O tribunal considerou que a normativa, ao “estabelecer que não se computarão prazos de prescrição já transcorridos” e ao “dispor de forma retroativa” que os crimes do período fossem considerados “contra a humanidade” vulnerava “ostensivamente o princípio de irretroatividade da lei penal” estabelecido na Constituição.
Logo após a decisão, Mónica Xavier, presidente da governista Frente Ampla, que impulsionou a norma no Parlamento e que a considerava um dos maiores êxitos de sua gestão, expressou através do Twitter sua “dor” e se uniu publicamente a uma manifestação convocada para a próxima segunda-feira por seu partido em repúdio à medida.
Outro dirigente do partido, Juan Castillo, disse em entrevista à imprensa local que a decisão “é uma barbaridade”. “É incrível que sigam existindo artifícios que permitam aos violadores de direitos humanos permanecerem impunes. A mensagem que se está dando para as vítimas e parentes é aterrorizante”, acrescentou.
O porta-voz do Suprema Corte, Raúl Oxandabarat, no entanto, negou que a decisão significará o arquivamento dos casos. “Isso é um disparate”, afirmou, acrescentando que o tribunal “somente se pronuncia sobre um caso concreto”.
Oxandabarat disse ainda que “os juízes têm independência para aplicar o que quiserem” nos processos que levarem adiante. “Como o juiz resolve a situação isso é problema do juiz”, reiterou.

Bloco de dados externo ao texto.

PR #5228, opened 2026-04-28
feat(ui): add `UIAdapter.sanitize_messages` and `allowed_file_url_schemes`

DouweM:
### Summary

Adds `UIAdapter.sanitize_messages()`, applied to messages produced from the protocol-specific run input before they're passed to the agent. Caller-supplied `message_history` is not affected (trusted as coming from server-side persistence).

Two sanitizations land in this PR:

- **`allowed_file_url_schemes: frozenset[str] = frozenset({'http', 'https'})`** drops `FileUrl` parts (`ImageUrl`/`DocumentUrl`/`VideoUrl`/`AudioUrl`) whose URL scheme isn't in the allowlist. Non-HTTP schemes like `s3://` and `gs://` cause the model provider to fetch the object using the server-side IAM role or service account, so they should only be accepted from trusted frontends. Apps that want a scheme can add it to the allowlist on the adapter.
- **Dangling `ToolCallPart`s** at the end of the client-submitted history are dropped unless matched by `deferred_tool_results`. Tool calls are produced by the model on the server side, so an unresolved tool call at the end of client-supplied history doesn't correspond to a paused agent run. HITL resumption still works when the caller passes explicit `deferred_tool_results` matching the pending tool call IDs.

Both behaviors emit a `UserWarning` when they trigger, matching the pattern from #4087 for frontend `SystemPromptPart`s.

The adapter trust model is documented in a new section of `docs/ui/overview.md`, referenced from both adapter pages, with a matching note in `docs/input.md` for the non-adapter `FileUrl` case.

### Checklist


docs/ui/overview.md
```diff
@@ -93,3 +93,17 @@ async def chat(request: Request) -> Response:
...
+
+For stricter conversation integrity (e.g. ensuring prior assistant turns and tool returns match what the server actually produced), persist the history server-side keyed by the thread/session ID and pass it to the adapter via `message_history` — caller-supplied history is trusted as coming from server-side persistence and isn't subject to this sanitization.
+
+Tool approval responses in the Vercel AI protocol are trusted from the request by design, matching the protocol's round-trip through `useChat`'s `addToolApprovalResponse` and the reference Next.js backend. If your application needs the approval decision tied to server-side state rather than the request, intercept [`DeferredToolRequests`][pydantic_ai.DeferredToolRequests], persist the approval IDs server-side, and pass explicit `deferred_tool_results` when resuming.
```
DouweM: Move to Vercel AI docs

pydantic_ai_slim/pydantic_ai/ui/_adapter.py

O porta-voz do Supremo explicou também que a sentença anunciada nesta sexta-feira (22) se refere a um recurso de inconstitucionalidade apresentado por dois coronéis, Rudyard Scioscia e Mario Cola, mas não deu detalhes sobre o processo movido contra os militares.

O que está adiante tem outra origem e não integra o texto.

PR #5239, opened 2026-04-29
feat: implement strict runtime validation for tool outputs

### LINKED ISSUE #4262: [RFC] Strict Runtime Validation for Untrusted Tool Outputs
### Summary
As agent frameworks scale to interact with untrusted environments (MCP servers, web APIs), the outputs of these tools become a potential vector for prompt injection. An agent might call a tool, receive malicious text (e.g., 'Ignore previous instructions...'), and inadvertently execute it.

### Proposal
Implement a strict `validate_output=True` flag on `Tool` definitions. When enabled:
1. The tool's return value is validated against a predefined Pydantic model *before* being serialized into the LLM context.
2. If validation fails, the framework raises a specific `ToolOutputValidationError` rather than passing malformed data to the model.
3. This creates a hard boundary between untrusted external data and the agent's internal reasoning loop.

### Use Case
Scenario: An agent calls an external 'fetch_url' tool. The target page contains prompt injection text. Without strict output schemas, this text enters the context as trusted system/tool output. With this feature, the output is forced to conform to a structure (e.g., `{'content': str, 'metadata': dict}`), sanitizing the injection surface.

### Protocol Zero Perspective
Trust nothing. Verify everything. The boundary between the agent and the world must be typed.

LarytheLord:
## What
Introduces strict runtime validation for tool return values. Key changes include:
- Added `validate_return` and `return_type` fields to `Tool` and `ToolDefinition`.
- Implemented a lazy `_return_validator` property to maintain JSON-serializability of tool objects.
- Integrated validation enforcement in `ToolManager` with graceful `ModelRetry` handling.
- Added `ToolOutputValidationError` for detailed validation failure reporting.
- Propagated validation support through all tool decorators and toolset wrappers.
- Closes [#4262](https://github.com/pydantic/pydantic-ai/issues/4262)

## Why
As agent frameworks interact with untrusted environments (e.g., external APIs, MCP servers), tool outputs become a potential vector for malicious data. This feature creates a critical security boundary, ensuring tool outputs conform to expected schemas before entering the agent's internal reasoning context. It also supports durable execution (e.g., Temporal) by ensuring tool definitions remain serializable.

## How
- Validation is performed in `ToolManager._raw_execute` after tool execution but before returning to the model.
- Uses Pydantic's `TypeAdapter` lazily via a `cached_property` to avoid storing non-serializable C-objects in tool definitions.
- Validation failures can trigger a `ModelRetry`, allowing the model to correct its behavior or handle the error gracefully.

## Test plan
- Added comprehensive tests in `tests/test_tool_return_validation.py`.
- Verified:
  - Schema validation success/failure.
  - Custom validator sanitization (sync/async).
  - `ModelRetry` integration.
  - Automatic return type inference from function signatures.

## Notes
- This implementation follows the "Sovereign Tool" pattern, keeping validation requirements self-contained within the tool definition.
- No breaking changes to existing tool usage; validation is opt-in via `validate_return=True`.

A interpretação da Lei de Caducidade foi aprovada em outubro de 2011, a poucos dias que se completar o prazo legal para a prescrição dos delitos cometidos por policiais e militares durante a ditadura, que em uma resolução anterior do Supremo foram considerados crimes comuns.
A norma tinha como objetivo transformar estes delitos automaticamente em crimes contra a humanidade, e portanto imprescritíveis.
A Lei de Caducidade, aprovada em 1986, no fim da ditadura e referendada em duas ocasiões pelos cidadãos, em 1989 e 2009, estabelecia que para julgar delitos cometidos por militares a justiça deveria ter autorização do Executivo.
Até a chegada ao poder da Frente Ampla, em 2005, todos os pedidos de julgamento tinham sido rechaçados. Defensores dos direitos humanos, vítimas da ditadura e movimentos sociais sempre consideraram que a lei que garantia a impunidade.